Many webmasters and enterprise operations personnel often come across two common terms: QPS protection and DDoS protection. Because both are related to defending against high concurrent traffic and malicious attacks, many people often confuse them, even considering them the same concept. However, there are significant differences between the two in terms of definition, application scenarios, response methods, and protection objectives.
QPS stands for queries per second and is commonly used to measure the concurrent access capacity of a website, interface, or system. For an e-commerce website, user clicks, searches, and orders all generate requests, ultimately reflecting changes in QPS. If traffic surges at a given point in time, exceeding the system's capacity, service responses can be slow or even crash. Therefore, the core of QPS protection is to limit and optimize the number of requests that can be processed per second, ensuring stable service operation during normal business peaks or sudden traffic bursts. This protection approach is more about "rate limiting, traffic diversion, caching, and code and database optimization." It is a means of preventing overload and ensuring performance, rather than a purely security measure to counter malicious attacks.
A DDoS attack, or distributed denial of service attack, is a malicious exploitation of network resources. Attackers control a large number of zombie machines or botnets to flood the target server or network device with requests or data packets, aiming to exhaust server resources and network bandwidth, rendering legitimate users unable to access the service. DDoS attacks are not normal business traffic, but rather an asymmetric war of attrition. Attackers can mobilize thousands of nodes with minimal resources, while defenders must consume vast amounts of bandwidth, hardware, and protective equipment. DDoS protection focuses on identifying malicious traffic without impacting legitimate users, and then scrubbing, discarding, or redirecting it to ensure business continuity.
From this perspective, the difference between QPS protection and DDoS protection becomes clear. The former targets high-concurrency requests at the business level, primarily aiming to optimize performance and resource utilization, enabling the system to withstand higher concurrency. The latter targets external attacks, focusing on security protection to mitigate the risk of system downtime caused by malicious traffic. In other words, QPS protection is more like physical training, improving server fitness and enabling it to run longer; whereas DDoS protection is more like defensive armor, protecting against the fiercest attacks launched by the enemy. While the two are not fundamentally the same concept, they do overlap and complement each other in certain situations.
For example, in high-concurrency scenarios, the system needs to protect against QPS through methods such as rate limiting, load balancing, and CDN acceleration. If these mechanisms are robust, they can also, to a certain extent, resist small-scale DDoS attacks. This is because DDoS is essentially a high-volume impact, just malicious traffic. When your QPS protection mechanism can automatically discard abnormal requests and allocate resources appropriately, some of the attack traffic will be naturally mitigated.
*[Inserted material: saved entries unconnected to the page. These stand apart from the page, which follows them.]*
PR #3707, opened 2026-06-10
[0650] fix html export logic for nested decorated blocks inside framed blocks

JackYansongLi:
Fixes an HTML export bug where nested decorated blocks inside framed blocks fail to export or lose style attributes.


MoonL79 (approved):
LGTM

However, when facing large-scale, distributed DDoS attacks, relying solely on QPS protection is far from sufficient. A truly effective defense requires the support of professional scrubbing centers, anti-DDoS equipment, and high-bandwidth resources.
More specifically, QPS protection emphasizes application-level capacity, such as rate limiting at the Nginx, Redis, and database layers, or setting a maximum concurrency limit at the gateway layer to prevent abuse of a single interface. DDoS protection, on the other hand, involves the lower-level network and transport layers, encompassing various attack methods such as TCP SYN Flood, UDP Flood, and ICMP Flood. Protection measures include not only ACL filtering and firewall policies, but also technologies such as high-defense IP, BGP scrubbing, and traffic diversion. The two focus on different aspects: one is "stabilizing service performance," while the other is "ensuring service disruption."
Many enterprises employ both types of protection strategies when deploying their network security systems. For example, during the Double 11 shopping festival, a large e-commerce platform must first ensure QPS protection to ensure that the massive influx of real user requests does not overwhelm the server. Simultaneously, DDoS protection must also be enabled to prevent malicious traffic attacks from black and gray industries. This combination of two strategies ensures that the system can handle both normal business peaks and withstand abnormal traffic shocks.